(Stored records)
PR #2202, opened 2026-03-11
[WIP] : remove unnecessary permissions, add validating-admissions-policies

rahulait:
## Description
This is still work in progress. PR will be updated as we get more feedback.

Key changes include:

1. Adding ValidatingAdmissionPolicy for gpu-operator service account
    a. Restrict to certain runtime handlers when creating a runtime class
    b. Restrict to certain node labels when labeling nodes
    c. Restrict to certain labels that can be added to namespaces
2. Remove privileges which are not required

Openshift specific OLM bundle generation still needs to be updated in the PR

## Checklist


deployments/gpu-operator/templates/validating-admission-policies.yaml
```diff
@@ -0,0 +1,141 @@
...
+      - v1
+      operations:
+      - UPDATE
+      resources:
+      - namespaces
+  matchConditions:
+  - name: gpu-operator-service-account
+    expression: request.userInfo.username == 'system:serviceaccount:{{ .Release.Namespace }}:gpu-operator'
+  - name: target-namespace
+    expression: object.metadata.name in ['{{ .Release.Namespace }}', 'nvidia-gpu-operator']
```
rahulait, line 65: need inputs here if these are the only namespaces we label or there can be others as well in case of openshift

deployments/gpu-operator/templates/validating-admission-policies.yaml
```diff
@@ -0,0 +1,141 @@
+{{- if .Capabilities.APIVersions.Has "admissionregistration.k8s.io/v1/ValidatingAdmissionPolicy" }}
```
rahulait, line 1: This can be further restricted to be installed if someone requests validatingadmissionpolicy guardrails in values.yaml. I haven't added added that and looking for feedback if we should do something like that or let these be always installed if supported by k8s.

PR #2224, opened 2026-03-18
Bump project version v26.3.0

cdesiniotis:


rahulait:
Do we need to bump version here as well? 
https://github.com/NVIDIA/gpu-operator/blob/main/bundle/manifests/gpu-operator-certified.clusterserviceversion.yaml#L21
https://github.com/NVIDIA/gpu-operator/blob/main/bundle/manifests/gpu-operator-certified.clusterserviceversion.yaml#L201

cdesiniotis:
> https://github.com/NVIDIA/gpu-operator/blob/main/bundle/manifests/gpu-operator-certified.clusterserviceversion.yaml#L201

Yes, good catch! I have updated this.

- Problem description:
Looking at the data above, write out exactly the lines that start at the one containing "[WIP] : remove" and end at the one containing "a. Restrict to"; include both and nothing beyond.

- Task answer:
[WIP] : remove unnecessary permissions, add validating-admissions-policies

rahulait:
## Description
This is still work in progress. PR will be updated as we get more feedback.

Key changes include:

1. Adding ValidatingAdmissionPolicy for gpu-operator service account
    a. Restrict to certain runtime handlers when creating a runtime class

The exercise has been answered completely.